Recuerdo el pabellón lleno de profesionales. Recuerdo que sentía la camilla muy estrecha para mi entonces ancho cuerpo. Recuerdo que tomaron mis brazos y los pusieron hacia los lados, como si hubiese estado crucificada. También recuerdo el momento de ponerme la anestesia epidural: yo no paraba de advertirle al anetesista que tenía una escoliosis importante. Temía que en mi espalda, hinchada por la retención de líquidos propia de la preeclamsia, no le permitiera encontrar el punto exacto para pinchar y que dañara mi médula espinal para siempre.

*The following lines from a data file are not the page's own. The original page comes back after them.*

PR #276, opened 2016-08-18
Removed unnecessary target info startus persistence.

kaizimmerm:
Is actually not needed. Target is at that point of the state machine already in PENDING.

While at it I fixed two problems on the way:
* DMF is not updating last target poll in case of EVENT topic.
* DMF is sending internal DS assignment event duplicated. 

### DIFF
--- a/hawkbit-repository/hawkbit-repository-jpa/src/main/java/org/eclipse/hawkbit/repository/jpa/JpaControllerManagement.java
+++ b/hawkbit-repository/hawkbit-repository-jpa/src/main/java/org/eclipse/hawkbit/repository/jpa/JpaControllerManagement.java
@@ -299,8 +299,6 @@ public class JpaControllerManagement implements ControllerManagement {
         case CANCELED:
         case WARNING:
         case RUNNING:
-            handleIntermediateFeedback(mergedAction, mergedTarget);
-            break;
         default:
             break;
         }
@@ -310,16 +308,6 @@ public class JpaControllerManagement implements ControllerManagement {
         LOG.debug("addUpdateActionStatus {} for target {} is finished.", action.getId(), mergedTarget.getId());
 
         return actionRepository.save(mergedAction);
-    }
-
-    private void handleIntermediateFeedback(final JpaAction mergedAction, final JpaTarget mergedTarget) {
-        // we change the target state only if the action is still running
-        // otherwise this is considered as late feedback that does not have
-        // an impact on the state anymore.
-        if (mergedAction.isActive()) {
-            DeploymentHelper.updateTargetInfo(mergedTarget, TargetUpdateStatus.PENDING, false, targetInfoRepository,
-                    entityManager);
-        }
     }
 
     private void handleErrorOnAction(final JpaAction mergedAction, final JpaTarget mergedTarget) {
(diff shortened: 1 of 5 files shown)


hawkbit-repository/hawkbit-repository-jpa/src/main/java/org/eclipse/hawkbit/repository/jpa/JpaControllerManagement.java
```diff
@@ -349,15 +337,17 @@ private void handleFinishedAndStoreInTargetStatus(final JpaTarget target, final
         action.setStatus(Status.FINISHED);
         final JpaTargetInfo targetInfo = (JpaTargetInfo) target.getTargetInfo();
         final JpaDistributionSet ds = (JpaDistributionSet) entityManager.merge(action.getDistributionSet());
+
         targetInfo.setInstalledDistributionSet(ds);
-        if (target.getAssignedDistributionSet() != null && targetInfo.getInstalledDistributionSet() != null && target
-                .getAssignedDistributionSet().getId().equals(targetInfo.getInstalledDistributionSet().getId())) {
+        targetInfo.setInstallationDate(System.currentTimeMillis());
+
+        // check if the assigned set is equal no to the installed set (not
```
SirWayne: I would prefer a methode for that instead of a comment

hawkbit-repository/hawkbit-repository-jpa/src/main/java/org/eclipse/hawkbit/repository/jpa/JpaControllerManagement.java
```diff
@@ -349,15 +337,17 @@ private void handleFinishedAndStoreInTargetStatus(final JpaTarget target, final
...
+        // necessarily the case as another update might be pending already).
+        if (target.getAssignedDistributionSet() != null && target.getAssignedDistributionSet().getId()
+                .equals(targetInfo.getInstalledDistributionSet().getId())) {
```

Sólo era capaz de reoconocer la cara de mi ginecólogo, mi queridísimo ginecólogo y la de tu papá, ansioso, nervioso, instaldo dentrás de mí esperando el momento de verte, de conocerte.

Sentí movimientos en mi abdomen, sentí tironeos, y de repente escuché la voz del Doctor diciendo: "Aquí está el gemelo I, es una niñita, ¿cómo se va a llamar?". Eras tú, mi Antonia querida. Tu papá exclamó "¡Es preciosa!", mientras la matrona hablaba de llamarla Stefanía. Recién años más tarde entendí que lo decía porque el Neonatólogo que te recibió y te revisó fue el Dr. Stefan, quien se convirtó después en nuestro Pediatra y compañero incondicional de aventuras y desventuras. Te acercaron a mi cara, alcancé a darte un besito y a olerte, y te llevaron lejos.

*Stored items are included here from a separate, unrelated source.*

PR #279, opened 2016-08-23
Fix negative max assignments of softwareModuleTypes

melanieretter:
Currently you are able to create a software module type via REST API with a negative number or zero of assignments. This doesn't make sense. Thus the request will be rejected and returns a response of 400 Bad Request.


SirWayne:
I would add a constraint on the database column.

SirWayne:
Please add a unit test for SoftwareManagement#createSoftwareModuleType

hawkbit-repository/hawkbit-repository-jpa/src/main/resources/db/migration/MYSQL/V1_9_0__software_module_type_constraint__MYSQL.sql
```diff
@@ -0,0 +1,2 @@
+alter table sp_software_module_type
```
SirWayne: Why version 1_9_0? The next version is 1_7_0 or?

hawkbit-repository/hawkbit-repository-api/src/main/java/org/eclipse/hawkbit/repository/exception/ConstraintViolationException.java
```diff
@@ -0,0 +1,49 @@
...
+     * 
+     * @param ex
+     *            the javax.validation.ConstraintViolationException which is
+     *            thrown
+     */
+    public ConstraintViolationException(final javax.validation.ConstraintViolationException ex) {
+        super(setExceptionMessage(ex), SpServerError.SP_REPO_CONSTRAINT_VIOLATION);
+    }
+
+    public static String setExceptionMessage(final javax.validation.ConstraintViolationException ex) {
```
SirWayne: Why is it a setter? It's a getter or?
A setter with a return value looks weird

hawkbit-repository/hawkbit-repository-api/src/main/java/org/eclipse/hawkbit/repository/exception/ConstraintViolationException.java
```diff
@@ -0,0 +1,49 @@
...
+        final Set<ConstraintViolation<?>> violations = ex.getConstraintViolations();
+        final List<String> messages = new ArrayList<>();
+        violations.stream()
+                .forEach(violation -> messages.add(violation.getPropertyPath() + " " + violation.getMessage() + "."));
```
SirWayne: Use a constant or local variable for `" "`. It's duplicated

No alcanzó a pasar ni un minuto cuando el médico anunciaba "Aquí está el Gemelo II. Yo te bautizo en el nombre del Padre, del Hijo y del Espítitu Santo con el nombre de José Pedro". (Habíamos averiguado que en casos de emergencia, cualquier persona bautizada podía bautizar a un niño, y yo se lo había pedido expresamente a mi Doctor). Y te vi, mi Pedro, tan flaquito y  pelado como un pollo mojado. Llorabas con una fuerza que no parecía la de una guagua a punto de morir. Te recibió el Dr. Martínez, te acercó a mí, te di un beso y te dije en secreto que siempre te amaría y siempre sería tu mamá, te fueras donde te fueras. En esos momentos, no sabía si volvería a verte con vida.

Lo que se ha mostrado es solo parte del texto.